Dug around in the source to try and confirm the fix, but I can't find the code that would ever make this mmio pointer be NULL. I wonder if we are operating on this structure after it has been freed? Or am I missing something?
Comment 7 SpOeK@DistroBit.Net 2009-05-13 05:49:17 UTC
(In reply to comment #6)
> Many more reports:
> https://bugs.gentoo.org/show_bug.cgi?id=264280
> 
> This still exists in latest kernel src and drm git. Rafael, are you going to
> submit for inclusion?
How? I thought that filing a bug report was the way to fix this issue.
 
 
> Dug around in the source to try and confirm the fix, but I can't find the code
> that would ever make this mmio pointer be NULL. I wonder if we are operating on
> this structure after it has been freed? Or am I missing something?
I reviewed the code and also I was unable to find the sentence that turns NULL the pointer. To be honest, I don't see my patch as a fix because it attacks the symptom and not the illness. I'll try again to find the point where "dev_priv->mmio" is "nullified" but I'm afraid that I won't get anything useful.
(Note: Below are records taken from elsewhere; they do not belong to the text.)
Issue #2228, opened 2023-01-20
Split "geometry" into "direction" and "impact"


maxnoe:
**Please describe the use case that requires this feature.**

Some algorithms might not be able to predict both impact and direction (e.g. disp).
Some algorithms might only be able to predict impact (e.g. for monoscopic observations, two independent machine learning models).

Should we split the data model for "geometry" into a "direction" and an "impact" component?

PR #2443, opened 2023-10-31
Improve column names for disp

LukasBeiske:
- This removes the `disp_parameter_is_valid` column, since it is identical to the `disp_tel_is_valid` column.
- Doing this makes it possible to use the same prefix for both the `DispContainer` and the `ReconstructedGeometryContainer`, as filled by `DispReconstructor`. 
- As the `DispContainer` contains the output values of both the regressor (norm) and the classifier (sign) as a single value (sign * norm), I renamed this value to "parameter" to avoid confusion.

**HOWEVER:** `DispReconstructor` still creates all the geometry-related columns contained in `ReconstructedGeometryContainer` even though it only computes altitude and azimuth. But since the creation of such empty columns is not limited to the disp reconstructor, I think it would be better to address this in a different PR.

### DIFF
--- a/ctapipe/io/hdf5eventsource.py
+++ b/ctapipe/io/hdf5eventsource.py
@@ -70,6 +70,7 @@ DL2_CONTAINERS = {
 COMPATIBLE_DATA_MODEL_VERSIONS = [
     "v4.0.0",
     "v5.0.0",
+    "v6.0.0",
 ]
 
 
--- a/ctapipe/io/hdf5eventsource.py
+++ b/ctapipe/io/hdf5eventsource.py
@@ -16,6 +16,7 @@ from ..containers import (
     CameraHillasParametersContainer,
     CameraTimingParametersContainer,
     ConcentrationContainer,
+    DispContainer,
     DL1CameraContainer,
     EventIndexContainer,
     HillasParametersContainer,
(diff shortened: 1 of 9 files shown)


maxnoe:
Related: https://github.com/cta-observatory/ctapipe/issues/2228

We could have a `ReconstructedDirectionContainer`, a `ReconstructedImpactContainer` and a `ReconstructedGeometryContainer` that combines the first two for algorithms that do all on one go.

maxnoe (changes requested):
The changes look good to me, but this requires a bump in the data model version,
an entry in the data model changelog and probably dropping support for reading older files.

maxnoe:
And some tests and more code has to be adapted, see the test failures.

ctapipe/io/hdf5eventsource.py
```diff
@@ -70,6 +70,7 @@
 COMPATIBLE_DATA_MODEL_VERSIONS = [
     "v4.0.0",
     "v5.0.0",
+    "v6.0.0",
```
maxnoe, line 73: Is this true? Can we read the old files still?

I guess we should raise a blank error when detecting an older version, but only raise a warning when someone tries to read the old disp format?

We shouldn't remove the option to read DL1 files for this relatively minor change in DL2 that probably noone is using together with the HDF5EventSource.

Tobychev (dismissed):

ctapipe/io/hdf5eventsource.py
LukasBeiske: Until now, the DispContainer was not loaded by HDF5EventSource. I will add it there now and there should be now issues regarding compatibility.

maxnoe (approved):

Tobychev (approved):

Issue #2366, opened 2023-06-22
Change default values of `progress` bar option to `None`


maxnoe:
**Please describe the use case that requires this feature.**

tqdm can be smart with `disable=None`, in which case it will show the progress bar on a tty but not if redirected to e.g. a file.

This would be a good default I think for the tools.

**Describe the solution you'd like**

Change the defaults of all tools that have a progress bar option to `None` instead of `False`.

PR #2444, opened 2023-11-02
Set disable=None by default in ctapipe tools

morcuended:
Sets `tqdm(..., disable=None)` in process and merge ctapipe tools.

By default the progress bar is displayed when running the tools in interactive mode. If they are executed in non-tty mode the progress bar is disabled. There is also a command line option `--disable-progress` to disable it.

I added some tests to check the expected behavior in both tty and non-tty modes.

Solves #2366

### DIFF
--- a/ctapipe/tools/merge.py
+++ b/ctapipe/tools/merge.py
@@ -28,11 +28,11 @@ class MergeTool(Tool):
     examples = """
     To merge several files in the current directory:
 
-    > ctapipe-merge file1.h5 file2.h5 file3.h5 --output=/path/output_file.h5 --progress
+    > ctapipe-merge file1.h5 file2.h5 file3.h5 --output=/path/output_file.h5
 
     For merging files from a specific directory with a specific pattern, use:
 
-    > ctapipe-merge --input-dir=/input/dir/ --output=/path/output_file.h5 --progress
+    > ctapipe-merge --input-dir=/input/dir/ --output=/path/output_file.h5
     --pattern='*.dl1.h5'
 
     If no pattern is given, all .h5 files in the given directory will be taken as input.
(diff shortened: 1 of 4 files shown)


kosack (changes requested):
You need to remove the `--progress` option in a few other tests in `test_process.py`, I think. 

Another potential suggestion (optional): since many people may still have this option in their scripts, maybe deprecating it more gracefully would be nice?  e.g. add a `--progress` option that does nothing except emit a warning that the `--progress` option is deprecated and no longer needed (and to use --disable-progress to remove the automatic progress bar if necessary).    We might want to always do that on changes to top-level command-line options.

morcuended:
> You need to remove the `--progress` option in a few other tests in `test_process.py`, I think.

Yes, done. Thanks.

> Another potential suggestion (optional): since many people may still have this option in their scripts, maybe deprecating it more gracefully would be nice? e.g. add a `--progress` option that does nothing except emit a warning that the `--progress` option is deprecated and no longer needed (and to use --disable-progress to remove the automatic progress bar if necessary). We might want to always do that on changes to top-level command-line options.

Thanks, Good idea. I will do so.

ctapipe/tools/apply_models.py
```diff
@@ -118,6 +113,10 @@ class ApplyModels(Tool):
             },
             "Overwrite output file if it exists",
         ),
+        "disable-progress": (
```
maxnoe, line 116: I think the flag definition should be left as before,  but the action needs to changed accordingly.

I think the desired behavior is:

* Flag not given sets `disable=None`, so tqdm checks if it runs in an interactive environment or not
* `--progress` forces the progress bar -> `disable=False`
* `--no-progress` forces the progress bar to be disabled -> `disable=True`.

This would be the case for:


```
"progress": ({"ApplyModels": {"disable_progress_bar": False}}, "Always enable progress bar."),
"no-progress": ({"ApplyModels": {"disable_progress_bar": True}}, "Always disable progress bar."),
```

morcuended: Thanks for the suggestion, indeed that would not change the current implementation. It is actually what we briefly discussed in the meeting, I think.

maxnoe: Looking at all this duplicated code now, we could move these options to the base `Tool` class with a method `progress_bar` so we have this only in one place and the implementations can just do:

```
for foo in self.progress_bar(iterable, **options):
    ...
```

PR #2448, opened 2023-11-06
Removed stray : from ctapipe.io page

Tobychev:
Removed stray :'s from the ctapipe.io page, something leftover from the long history of reformatting I guess.

### DIFF
--- a/docs/api-reference/io/index.rst
+++ b/docs/api-reference/io/index.rst
@@ -14,7 +14,7 @@ in-memory storage of event data
 
 
 Reading Event Data
-===================
+==================
 
 This module provides a set of *event sources* that are python
 generators that loop through an input file or stream and fill in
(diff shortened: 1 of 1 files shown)


docs/api-reference/io/index.rst
```diff
@@ -114,7 +114,7 @@ for new data:
    column of an output table.
 
 
-Serialization of Containers:
+Serialization of Containers
 ============================
```
maxnoe, line 118: Need to also fix the underlining

kosack (dismissed):

docs/api-reference/io/index.rst
Tobychev: Done, that affected one further section that was also too long.

maxnoe (approved):

LukasNickel (approved):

Comment 8 SpOeK@DistroBit.Net 2009-08-09 03:05:35 UTC
I've been using the KMS branch [1] for a while and the panic is gone.

[1] http://airlied.livejournal.com/66958.html
Comment 9 Kevin Locke 2009-09-05 09:32:01 UTC
Appologies for reopening this bug if it truly is fixed in the KMS branch.  I have been unable to get KMS setup on my machine, but have tried my best to analyze the changes in linux-next to check if this is truly fixed but I can not see how it would be.  Also note, I am not an advanced kernel or DRI hacker, so this analysis may be completely bogus.  My analysis of the problem is as follows:

During X shutdown, RADEONDRICloseScreen (radeon_dri.c:1915) in the X driver calls the radeon_cp_init (radeon_cp.c:1313) ioctl with RADEON_CLEANUP_CP.  radeon_cp_init then calls radeon_do_cleanup_cp (radeon_cp.c:1221) which sets mmio to NULL when it memset's most of dev_priv to 0.

Later at module unload time (or pci unplug time in the KMS branch) drm_unload (drm_drv.c:358) (drm_put_dev (drm_stub.c:490) in KMS) calls drm_vblank_cleanup (drm_irq.c:97) which calls vblank_disable_fn (drm_irq.c:74) which calls radeon_get_vblank_counter (radeon_irq.c:284) and causes an Oops trying to read from mmio, which is NULL.

I'm not sure if the solution is to not zero mmio during cleanup or protect against it being NULL in get_vblank_count or not call get_vblank_count during vblank cleanup (presumably by saving the last vblank during driver cleanup).  I don't know enough about the code to make that determination.

As best I can tell, this sequence happens in both the current git master as well as the linux-next KMS branch, but perhaps I am overlooking something...  my apologies if this really is properly fixed.

Thanks for reconsidering it.
Comment 10 Marek Olšák 2014-01-23 11:09:53 UTC
I'm pretty sure this has been fixed. If not, please reopen.